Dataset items
%%

PR #654, opened 2019-12-05
bump docker and docker compose versions

dreyks:
Docker 19.03.5 + docker compose 1.25.0 (allowing to use BUILDKIT builder backend)


lox:
Awesome!

sj26:
Docker Compose 1.25.0 seems to have a critical regression which may break the docker-compose plugin's ability to use pre-built images:

https://github.com/docker/compose/pull/7052

:-(

1.25.1 is coming soon, though.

%%

* **Your instructions**: Could you return every record above exactly as written?

* **Solved problem**:
PR #654, opened 2019-12-05
bump docker and docker compose versions

dreyks:
Docker 19.03.5 + docker compose 1.25.0 (allowing to use BUILDKIT builder backend)


lox:
Awesome!

sj26:
Docker Compose 1.25.0 seems to have a critical regression which may break the docker-compose plugin's ability to use pre-built images:

https://github.com/docker/compose/pull/7052

:-(

1.25.1 is coming soon, though.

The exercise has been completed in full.